片野氏:私は2009年にライブドアに入社し、その時はサービスのインフラ部門を担当していました。社内の情報システムを担当するようになったのは約5年前です。会社の再編に伴って、経緯は少し複雑です。
まず、ライブドア、NHN Japan、ネイバージャパンの3社が法人統合し、そこからまたNHN PlayartとLINEに分かれました。LINEでは社内IT部門がなくて、色々な課題がありました。開発部門の立場からモノづくりに集中できる環境が必要と感じていて、うるさく文句を言っていたら自分がIT部門もみることに(笑)。最初は半年で足がかりを作って、だれかにバトンタッチしようと思っていたんですが、5年経っても変わらず担当しています(笑)。
一方で、サービス開発部門も兼任でみています。サービス事業会社として、サービス開発・運営があって、そのために必要な社内ITも一緒に考える、というのが僕の目線です。バックオフィスが管理目線ではなく、会社が提供するサービスのスピード・品質を上げるために、背中を押せるような環境をIT側からどうやって作るか。そのためにも、両方またがって見ることに意味があると思っています。
中野氏:私はもともと、システムとはまるで関係ないところに新卒で入り、3年ほど事業部門側で仕事をしていました。そのうち、システムも含めて仕組み作りをやりたいと思ってSIerに移り、外資系SIerも経験しながらITの世界に携わりました。そこから事業会社のシステム部門に移って運用の仕組み化を経験した後、クックパッドに来たという流れです。職種としては営業・技術・管理を一通りやってる珍しいタイプかも。

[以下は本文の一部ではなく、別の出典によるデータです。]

PR #70, opened 2026-06-22
Resumable KV-prefill prewarm bootstrap with eviction-exempt pinning

dkayiwa:
## What & why

Cold full-chart prefill is the dominant first-query latency cost — measured **10–20s even on GPU**, ~**15.75s median** saved by a warm KV (harness: `eval/latency/kv_prefill_gate.py`). The reactive chart-open warmup already absorbs this for patients a clinician opens, but a first query on a **never-opened** patient still pays it. This adds an **opt-in** background bootstrap that pre-fills and **pins** every patient's chart KV so even that first query lands warm.

## How it works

ここ2年は、海外展開を含めたシステム統合プロジェクトをガッツリやって、ようやく当初設定したゴールに到達したというところです。統合フェーズは何とか形になった。何年も考えていた仮説だったのですが、実際自分でやってみて7割くらい仮説は合っていたなぁという感じです。日本初の試み、いわゆる「人柱案件」も結構ありリスク高いは忙し過ぎるはで死にかけましたけどね。でも、「ラピュタは本当にあったんだ!」みたいな感覚がある(笑)。